The sector has been doing very well over the past year, with the S&P 500 Select Sector SPDR (XLU) advancing 23.3% year to date as of Dec. 31, 2024. The sector reached peak growth around Fall. Growth has been driven primarily by the optimism around artificial intelligence (AI) and the energy needed to power it. While nuclear energy and other alternate forms of energy have investors’ attention, a keydriver of the sector has also been the upward momentum in electric demand in the United States.

In addition, utilities are usually considered long-term buy-and-hold options as they regularly declare dividends, and dividend yields on utility stocks are generally higher than those paid by other equities. In this environment, utility stocks provide much-required stability and growth potential. Hence, astute investors should consider such stocks at present.

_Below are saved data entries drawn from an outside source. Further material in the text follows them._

PR #184, opened 2023-12-15
fix: Improve exception handling in Tabs

magnuh:
Removing try/catch blocks and improving exception handling in Tabs in an attempt to relieve symptoms described in this thread: https://sch-chat.slack.com/archives/C04P0GYTHPV/p1702545068719299

image

### DIFF
--- a/packages/tabs/src/component-tabs.tsx
+++ b/packages/tabs/src/component-tabs.tsx
@@ -1,4 +1,4 @@
-import {
+import React, {
   useState,
   useRef,
   useEffect,
--- a/packages/tabs/src/component-tabs.tsx
+++ b/packages/tabs/src/component-tabs.tsx
@@ -1,9 +1,10 @@
-import React, {
+import {
   useState,
   useRef,
   useEffect,
   cloneElement,
   Children,
+  RefObject,
 } from 'react';
 import { classNames } from '@chbphone55/classnames';
 import { gridLayout, tabs as ccTabs } from '@warp-ds/css/component-classes';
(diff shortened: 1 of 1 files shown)


BalbinaK (commented):
You mentioned in the linked thread that this will probably not fix the underlying problem the user had but will remove the symptoms (logged warning). The way I see it, there is a problem with types in the screenshot, and not the try-catch you removed. Why did you decide to remove it? 
Also, even if we go for such change, I'm afraid we'll need to make a similar adjustment in Vue to align between the implementations of Tabs :)

magnuh:
> You mentioned in the linked thread that this will probably not fix the underlying problem the user had but will remove the symptoms (logged warning). The way I see it, there is a problem with types in the screenshot, and not the try-catch you removed. Why did you decide to remove it? Also, even if we go for such change, I'm afraid we'll need to make a similar adjustment in Vue to align between the implementations of Tabs :)

There is no problem with "types", there is a problem with not having proper exception handling... which then has been "solved" by adding try/catch blocks around error-prone code. I've handled what potentially would throw exceptions... But the underlying problem is probably something related to React hooks and rendering/re-rendering of the component. And that would be a bigger task. The component "works", but it threw exceptions which only resulted in console.warns in prod, which is not a nice thing, nor the way that one should handle exceptions.

magnuh:
My guess is that we won't have the same "underlying problem" in Vue... But yes, we should of course not have that try/catch exception "handling" there either.

BalbinaK:
> > You mentioned in the linked thread that this will probably not fix the underlying problem the user had but will remove the symptoms (logged warning). The way I see it, there is a problem with types in the screenshot, and not the try-catch you removed. Why did you decide to remove it? Also, even if we go for such change, I'm afraid we'll need to make a similar adjustment in Vue to align between the implementations of Tabs :)
> 
> There is no problem with "types", there is a problem with not having proper exception handling... which then has been "solved" by adding try/catch blocks around error-prone code. I've handled what potentially would throw exceptions... But the underlying problem is probably something related to React hooks and rendering/re-rendering of the component. And that would be a bigger task. The component "works", but it threw exceptions which only resulted in console.warns in prod, which is not a nice thing, nor the way that one should handle exceptions.

Ah, I see now! I thought there was more to the try-catch statement and that confused me a bit.

BalbinaK (approved):

packages/tabs/src/component-tabs.tsx
```diff
@@ -1,9 +1,10 @@
-import React, {
```
BalbinaK, line 1: When this is removed, TS complains about all returned jsx elements: 
```
'React' refers to a UMD global, but the current file is a module. Consider adding an import instead. ts(2686) 
```
Also, the `pnpm build` fails.

BalbinaK (changes requested):

BalbinaK (approved):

In this environment, utility mutual funds provide much-required stability and growth potential. Hence, astute investors should consider such funds at present. Mutual funds, in general, reduce transaction costs and diversify portfolios without an array of commission charges that are mostly associated with stock purchases (read more: Mutual Funds: Advantages, Disadvantages, and How They Make Investors Money).

We have thus selected three utility mutual funds that boast a Zacks Mutual Fund Rank #1 (Strong Buy) or 2 (Buy), have positive three-year and five-year annualized returns and minimum initial investments within $5000, and carry a low expense ratio.

American Century Utilities Investor Shares (BULIX - Free Report) primarily invests in equity securities of utility companies. BULIX advisors use quantitative and qualitative management techniques, as well as risk controls, to arrive at their investment decisions. This involves ranking stocks based on their growth and valuation characteristics.

Stephen Quance has been the lead manager of BULIX since August 2023. Three top holdings for BULIX are 10.6% in NextEra Energy, 7% in The Southern Company and 6.1% in Constellation Energy

BULIX’s 3-year and 5-year annualized returns are 8.8% and 6.6%, respectively. Its net expense ratio is 0.66% compared to the category average of 0.95%. BULIX has a Zacks Mutual Fund Rank #1. To see how this fund performed compared to its category, and other 1 and 2 Ranked Mutual Funds, please click here.

Fidelity Select Utilities (FSUTX - Free Report) seeks capital appreciation and current income by investing the majority of its net assets in utilities and companies earning revenues from utility operations. FSUTX advisors use fundamental analysis of each issuer's financial condition and industry position, as well as market and economic conditions, to arrive at their investment decisions.

Pranay Kirpalani has been the lead manager of FSUTX since December 2024. Three top holdings for FSUTX are 13% in NextEra Energy, 7.1% in Sempra and 6.2% in PG&E.

FSUTX’s 3-year and 5-year annualized returns are 16.2% and 12%, respectively. Its net expense ratio is 0.67%, compared to the category average of 0.95%. FSUTX has a Zacks Mutual Fund Rank #1.

Franklin Utilities A1 (FKUTX - Free Report) invests the majority of its net assets in securities of public utilities companies, which provide electricity, natural gas, water and communications services.

John Kohli has been the lead manager of FKUTX since December 1998. Three top holdings for FKUTX are 10.8% in NextEra, 5.5% in The Southern Company and 5.1% in Edison International.

FKUTX’s 3-year and 5-year annualized returns are 13.1% and 9.8%, respectively. Its net expense ratio is 0.72% compared to the category average of 0.95%. FKUTX has a Zacks Mutual Fund Rank #2.